All I know is that there are reports from ~3 or 4 users saying that (1) registering with an institution email address was not possible because the email wasn't received (2) switching to a different address immediately solved the problem.

A good place to start would be to make a list of domains that are failing. Of course, check whether the messages are being accepted or rejected. See if there are any patterns, and try to find out if there's anyone on the other side who's both willing and able to debug the problem (a tall order, I'm sure!)

tompollard commented 4 years ago

BTW, you're looking at the wrong IP address. Outgoing mail comes from 128.30.29.50, not 18.13.52.205. It doesn't matter what 18.13.52.205 maps to.
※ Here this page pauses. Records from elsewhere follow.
PR #4748, opened 2024-07-02
Adopt .env.local file

Vinnl:
This makes it clearer what variables actually need to be set locally, and which have been forgotten. It also makes the build simpler, by removing the need to copy the .env-dist file.

This should be safe to apply, since .env-dist already got loaded by default, just like .env now is. And it is still the case that actual environment variables overwrite the ones in the .env file.

For non-Next.js setups (e.g. cron jobs or database migrations), I switched to dotenv-flow. The regular dotenv explicitly avoids inheritance [1], because it wants environment variables to be specific to an environment. That was already not the case with most of our environment variables, so the switch makes sense for us.

If we merge this, everybody will have to rename their `.env` to `.env.local`. No other changes should be required.

Next steps could be to remove unused variables from .env, and possibly moving variables with local/stage-specific values to .env.local.example, though that riskier, since environments might depend on those being present.

[1] https://www.npmjs.com/package/dotenv#should-i-have-multiple-env-files


mansaj:
Thanks for taking this on!!! LGTM, @Vinnl do you know how it would work in this scenario:
Let's say NODE_ENV is set as `production` and I don't have a `.env.production` in src. Will this automatically fall back to using `.env`? Is `.env` the catch-all?

Vinnl:
@mansaj Actual environment variables take precedence, so if `NODE_ENV` is set to `"production"`, none of the `.env` files matter. If `NODE_ENV` is not set, it will look for it in `.env.local`. If that doesn't define it either, it'll fall back to `.env`.

(And for _other_ environment variables, there's also `.env.production`, which comes after `.env.local`, but that's only loaded if `NODE_ENV` is set to `"production"`.)

jespy2 (approved):
Not super familiar with much this, but the `.env.local.example` file is super declarative and the way you have it organized, it reads almost like a newbie checklist.  This will make a huge difference in onboarding!  Great work!

flozia (approved):
Looks great to me.

rhelmer (approved):

rhelmer (approved):

mansaj:
> @mansaj Actual environment variables take precedence, so if `NODE_ENV` is set to `"production"`, none of the `.env` files matter. If `NODE_ENV` is not set, it will look for it in `.env.local`. If that doesn't define it either, it'll fall back to `.env`.
> 
> (And for _other_ environment variables, there's also `.env.production`, which comes after `.env.local`, but that's only loaded if `NODE_ENV` is set to `"production"`. But I don't think we'll use that anyway.)

hmm, yea so in my scenario.. There's only `.env` and `NODE_ENV` is set as `production`

then what?

mansaj (approved):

Got it, so it looks like heimdallr.csail.mit.edu which is even further away!

A good place to start would be to make a list of domains that are failing. Of course, check whether the messages are being accepted or rejected. See if there are any patterns, and try to find out if there's anyone on the other side who's both willing and able to debug the problem (a tall order, I'm sure!)

Good suggestion, I will collate a list of domains and then we can work out next steps.

tompollard commented 4 years ago

After looking into this (and thanks to a related bug for one of our users), I think I understand what is happening (and @bemoody, you were correct to question my assumption that the problem was emails being filtered!).

In all cases where emails were reported not to have been received, the user was attempting to register. After registration, later emails were fine. What these users had in common was that they did not have an associated email in the system.

The reasons for this can be discussed in a separate issue, but either (1) the associated email object was not created or (2) the associated email object was deleted in a cron task.

The fix for this is to follow the steps in the AssociatedEmail.create_associated_email method to create a new AssociatedEmail for the user.

It sounds like we are doing what we can to ensure emails are delivered to our users, so I think this issue can be closed.